### [WORK TASK]
Only a number is expected: how many lines in these records mention the word "numberNode"?

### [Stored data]
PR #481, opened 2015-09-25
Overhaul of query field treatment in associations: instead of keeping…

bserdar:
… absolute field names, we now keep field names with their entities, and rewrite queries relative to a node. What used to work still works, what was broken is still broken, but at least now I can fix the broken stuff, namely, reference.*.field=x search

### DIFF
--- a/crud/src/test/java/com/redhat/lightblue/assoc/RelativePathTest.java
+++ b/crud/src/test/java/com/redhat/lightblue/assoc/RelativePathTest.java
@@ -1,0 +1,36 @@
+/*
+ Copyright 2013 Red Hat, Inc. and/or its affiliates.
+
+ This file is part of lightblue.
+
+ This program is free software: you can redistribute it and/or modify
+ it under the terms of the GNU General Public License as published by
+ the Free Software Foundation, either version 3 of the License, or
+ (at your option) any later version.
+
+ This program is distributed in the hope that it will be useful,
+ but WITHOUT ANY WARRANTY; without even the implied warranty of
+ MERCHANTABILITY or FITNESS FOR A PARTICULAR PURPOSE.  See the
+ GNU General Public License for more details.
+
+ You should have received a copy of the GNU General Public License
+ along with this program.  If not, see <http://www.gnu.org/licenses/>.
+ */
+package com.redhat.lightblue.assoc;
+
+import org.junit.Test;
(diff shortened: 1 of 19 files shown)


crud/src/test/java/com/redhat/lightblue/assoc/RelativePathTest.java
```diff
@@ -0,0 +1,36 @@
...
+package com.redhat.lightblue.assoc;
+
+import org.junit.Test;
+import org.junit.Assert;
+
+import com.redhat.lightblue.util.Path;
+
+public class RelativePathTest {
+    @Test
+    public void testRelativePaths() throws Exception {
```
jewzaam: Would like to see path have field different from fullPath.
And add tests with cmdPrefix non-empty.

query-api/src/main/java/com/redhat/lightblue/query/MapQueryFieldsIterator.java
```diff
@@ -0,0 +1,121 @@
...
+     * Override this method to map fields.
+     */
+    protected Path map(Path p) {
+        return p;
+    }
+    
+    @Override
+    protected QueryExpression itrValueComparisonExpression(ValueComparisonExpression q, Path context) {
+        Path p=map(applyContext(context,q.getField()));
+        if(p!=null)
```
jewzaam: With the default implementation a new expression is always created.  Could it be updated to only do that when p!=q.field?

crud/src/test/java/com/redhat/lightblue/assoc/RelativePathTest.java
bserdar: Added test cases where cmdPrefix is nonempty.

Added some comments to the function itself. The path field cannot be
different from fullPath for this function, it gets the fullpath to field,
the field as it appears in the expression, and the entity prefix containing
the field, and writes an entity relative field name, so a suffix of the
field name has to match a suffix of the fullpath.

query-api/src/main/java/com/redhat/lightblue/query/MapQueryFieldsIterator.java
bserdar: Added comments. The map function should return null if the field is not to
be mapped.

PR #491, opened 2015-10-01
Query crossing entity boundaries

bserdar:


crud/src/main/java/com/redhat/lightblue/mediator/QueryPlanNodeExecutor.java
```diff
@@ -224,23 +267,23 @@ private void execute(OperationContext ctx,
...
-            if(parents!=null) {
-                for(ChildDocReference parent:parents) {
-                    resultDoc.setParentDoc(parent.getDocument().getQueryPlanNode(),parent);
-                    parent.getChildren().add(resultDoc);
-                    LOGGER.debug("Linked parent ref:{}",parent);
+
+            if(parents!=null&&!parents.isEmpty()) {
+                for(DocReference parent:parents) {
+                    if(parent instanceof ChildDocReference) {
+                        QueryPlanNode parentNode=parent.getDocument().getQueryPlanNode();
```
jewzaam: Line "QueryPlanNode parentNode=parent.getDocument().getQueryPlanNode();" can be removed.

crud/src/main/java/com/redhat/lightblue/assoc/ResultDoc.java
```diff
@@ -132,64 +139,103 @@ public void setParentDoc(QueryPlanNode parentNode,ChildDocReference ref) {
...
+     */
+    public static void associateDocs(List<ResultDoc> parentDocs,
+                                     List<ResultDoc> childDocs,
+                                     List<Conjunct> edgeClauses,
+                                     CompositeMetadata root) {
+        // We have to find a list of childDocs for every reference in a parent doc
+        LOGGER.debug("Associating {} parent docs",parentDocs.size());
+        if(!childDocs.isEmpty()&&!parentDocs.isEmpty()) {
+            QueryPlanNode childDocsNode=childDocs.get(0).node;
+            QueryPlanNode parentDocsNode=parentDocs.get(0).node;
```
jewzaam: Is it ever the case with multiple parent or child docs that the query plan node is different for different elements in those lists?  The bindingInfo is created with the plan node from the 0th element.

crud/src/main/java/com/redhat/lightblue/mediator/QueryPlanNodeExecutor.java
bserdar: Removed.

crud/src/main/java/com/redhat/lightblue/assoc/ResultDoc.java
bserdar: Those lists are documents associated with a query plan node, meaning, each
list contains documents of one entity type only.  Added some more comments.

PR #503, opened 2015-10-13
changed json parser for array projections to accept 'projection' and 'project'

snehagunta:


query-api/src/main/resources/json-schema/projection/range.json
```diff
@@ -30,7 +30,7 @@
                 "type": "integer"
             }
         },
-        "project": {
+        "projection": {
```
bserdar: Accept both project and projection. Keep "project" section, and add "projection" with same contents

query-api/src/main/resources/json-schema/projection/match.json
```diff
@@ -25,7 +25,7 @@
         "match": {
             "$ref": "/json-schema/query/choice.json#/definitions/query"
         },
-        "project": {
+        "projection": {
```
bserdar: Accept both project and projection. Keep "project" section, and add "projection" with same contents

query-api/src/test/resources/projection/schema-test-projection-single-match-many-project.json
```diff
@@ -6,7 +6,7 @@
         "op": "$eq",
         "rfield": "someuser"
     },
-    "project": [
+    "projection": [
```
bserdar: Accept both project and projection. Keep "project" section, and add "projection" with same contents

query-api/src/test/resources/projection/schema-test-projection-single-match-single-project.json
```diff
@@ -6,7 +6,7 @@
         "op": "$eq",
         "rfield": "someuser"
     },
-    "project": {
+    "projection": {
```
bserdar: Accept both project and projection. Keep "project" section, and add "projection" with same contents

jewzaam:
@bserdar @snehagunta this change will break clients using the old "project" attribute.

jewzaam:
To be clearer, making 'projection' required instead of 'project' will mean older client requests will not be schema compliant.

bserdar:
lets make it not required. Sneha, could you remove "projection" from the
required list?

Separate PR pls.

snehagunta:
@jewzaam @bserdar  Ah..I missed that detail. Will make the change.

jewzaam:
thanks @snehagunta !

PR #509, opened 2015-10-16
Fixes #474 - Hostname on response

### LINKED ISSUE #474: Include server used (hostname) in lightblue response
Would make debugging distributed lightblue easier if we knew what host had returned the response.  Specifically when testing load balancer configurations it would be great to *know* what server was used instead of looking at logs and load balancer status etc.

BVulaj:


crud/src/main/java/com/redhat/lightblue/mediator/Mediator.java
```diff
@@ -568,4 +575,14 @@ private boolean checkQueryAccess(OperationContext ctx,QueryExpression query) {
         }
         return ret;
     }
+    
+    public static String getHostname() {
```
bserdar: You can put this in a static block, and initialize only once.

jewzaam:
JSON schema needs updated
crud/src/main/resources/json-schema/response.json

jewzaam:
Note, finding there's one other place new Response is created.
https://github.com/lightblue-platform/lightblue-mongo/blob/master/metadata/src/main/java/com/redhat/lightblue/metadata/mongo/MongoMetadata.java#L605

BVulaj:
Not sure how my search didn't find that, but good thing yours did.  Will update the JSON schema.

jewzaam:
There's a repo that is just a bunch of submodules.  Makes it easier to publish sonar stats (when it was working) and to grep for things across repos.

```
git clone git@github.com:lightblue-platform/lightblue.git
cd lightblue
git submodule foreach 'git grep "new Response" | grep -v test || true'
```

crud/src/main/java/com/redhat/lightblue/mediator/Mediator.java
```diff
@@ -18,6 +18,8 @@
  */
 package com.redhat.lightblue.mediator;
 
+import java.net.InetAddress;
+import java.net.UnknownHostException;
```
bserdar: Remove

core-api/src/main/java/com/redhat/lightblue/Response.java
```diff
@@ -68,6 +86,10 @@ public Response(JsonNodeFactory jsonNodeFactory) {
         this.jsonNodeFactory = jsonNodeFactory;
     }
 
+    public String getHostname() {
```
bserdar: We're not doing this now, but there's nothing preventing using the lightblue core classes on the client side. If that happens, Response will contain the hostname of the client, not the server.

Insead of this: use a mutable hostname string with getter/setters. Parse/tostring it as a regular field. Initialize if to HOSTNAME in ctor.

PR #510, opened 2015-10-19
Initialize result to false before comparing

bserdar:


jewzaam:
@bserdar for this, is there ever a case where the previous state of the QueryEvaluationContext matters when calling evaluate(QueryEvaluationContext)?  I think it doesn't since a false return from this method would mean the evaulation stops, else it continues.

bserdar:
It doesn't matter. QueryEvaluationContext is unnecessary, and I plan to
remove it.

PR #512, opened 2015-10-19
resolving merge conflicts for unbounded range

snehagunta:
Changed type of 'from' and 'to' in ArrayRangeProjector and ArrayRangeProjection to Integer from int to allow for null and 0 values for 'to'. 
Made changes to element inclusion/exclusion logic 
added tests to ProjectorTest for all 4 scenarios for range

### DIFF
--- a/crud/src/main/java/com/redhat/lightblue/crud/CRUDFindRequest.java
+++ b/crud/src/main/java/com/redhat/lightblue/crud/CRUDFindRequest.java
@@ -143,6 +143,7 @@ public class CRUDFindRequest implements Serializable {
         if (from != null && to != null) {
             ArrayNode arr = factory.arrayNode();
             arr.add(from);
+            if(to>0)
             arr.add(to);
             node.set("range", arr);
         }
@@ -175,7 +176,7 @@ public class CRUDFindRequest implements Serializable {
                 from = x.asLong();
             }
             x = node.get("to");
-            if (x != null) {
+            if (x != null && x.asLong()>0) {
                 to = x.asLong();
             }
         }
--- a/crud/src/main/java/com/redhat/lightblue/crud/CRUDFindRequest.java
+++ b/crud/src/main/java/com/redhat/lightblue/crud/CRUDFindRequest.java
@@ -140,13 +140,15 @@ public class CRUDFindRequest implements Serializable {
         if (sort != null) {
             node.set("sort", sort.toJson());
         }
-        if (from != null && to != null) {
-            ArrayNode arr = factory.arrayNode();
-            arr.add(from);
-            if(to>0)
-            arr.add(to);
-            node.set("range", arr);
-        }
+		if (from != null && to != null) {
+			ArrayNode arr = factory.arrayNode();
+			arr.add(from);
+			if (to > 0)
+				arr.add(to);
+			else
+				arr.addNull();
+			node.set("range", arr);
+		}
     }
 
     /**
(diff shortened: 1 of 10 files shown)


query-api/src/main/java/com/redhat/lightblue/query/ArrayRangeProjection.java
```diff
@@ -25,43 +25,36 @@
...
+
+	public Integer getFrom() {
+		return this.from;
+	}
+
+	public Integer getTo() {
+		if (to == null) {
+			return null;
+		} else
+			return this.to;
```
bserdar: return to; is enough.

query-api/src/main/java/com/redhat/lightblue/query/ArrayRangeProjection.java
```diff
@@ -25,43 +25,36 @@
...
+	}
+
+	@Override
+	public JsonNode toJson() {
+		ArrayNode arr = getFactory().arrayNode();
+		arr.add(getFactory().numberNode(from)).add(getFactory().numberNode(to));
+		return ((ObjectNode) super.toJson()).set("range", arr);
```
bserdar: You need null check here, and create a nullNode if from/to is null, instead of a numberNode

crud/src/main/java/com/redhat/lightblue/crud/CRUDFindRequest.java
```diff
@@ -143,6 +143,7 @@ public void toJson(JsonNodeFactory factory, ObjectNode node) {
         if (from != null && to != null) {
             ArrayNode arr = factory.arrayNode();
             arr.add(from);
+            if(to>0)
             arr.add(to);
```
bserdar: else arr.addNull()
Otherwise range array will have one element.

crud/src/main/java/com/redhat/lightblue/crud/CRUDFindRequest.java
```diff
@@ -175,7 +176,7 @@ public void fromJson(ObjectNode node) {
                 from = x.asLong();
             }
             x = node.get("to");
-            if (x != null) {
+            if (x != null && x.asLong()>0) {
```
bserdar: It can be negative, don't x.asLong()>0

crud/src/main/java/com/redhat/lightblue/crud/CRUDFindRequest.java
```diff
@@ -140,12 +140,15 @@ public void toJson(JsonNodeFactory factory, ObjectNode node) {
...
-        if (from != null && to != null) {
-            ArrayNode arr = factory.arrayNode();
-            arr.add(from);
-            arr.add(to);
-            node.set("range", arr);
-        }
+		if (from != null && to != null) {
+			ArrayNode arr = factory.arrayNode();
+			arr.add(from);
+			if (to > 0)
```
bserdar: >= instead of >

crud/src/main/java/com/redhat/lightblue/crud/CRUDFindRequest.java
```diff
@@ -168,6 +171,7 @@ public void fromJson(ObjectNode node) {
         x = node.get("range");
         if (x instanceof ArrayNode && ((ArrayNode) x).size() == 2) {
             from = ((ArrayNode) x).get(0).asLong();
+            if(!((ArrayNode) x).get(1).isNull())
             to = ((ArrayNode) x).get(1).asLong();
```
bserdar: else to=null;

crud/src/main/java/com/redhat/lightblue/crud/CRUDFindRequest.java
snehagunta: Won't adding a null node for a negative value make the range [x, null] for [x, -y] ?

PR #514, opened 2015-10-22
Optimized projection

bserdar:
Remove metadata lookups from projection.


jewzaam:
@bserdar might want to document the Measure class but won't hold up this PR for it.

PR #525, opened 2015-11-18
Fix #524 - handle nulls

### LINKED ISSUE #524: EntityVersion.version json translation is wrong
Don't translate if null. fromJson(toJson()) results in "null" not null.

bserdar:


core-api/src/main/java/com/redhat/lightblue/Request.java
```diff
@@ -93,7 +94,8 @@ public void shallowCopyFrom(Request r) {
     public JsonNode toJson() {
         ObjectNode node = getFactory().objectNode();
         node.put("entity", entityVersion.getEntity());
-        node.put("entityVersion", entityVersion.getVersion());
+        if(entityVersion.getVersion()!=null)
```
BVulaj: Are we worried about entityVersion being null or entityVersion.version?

### [TASK ANSWER]
2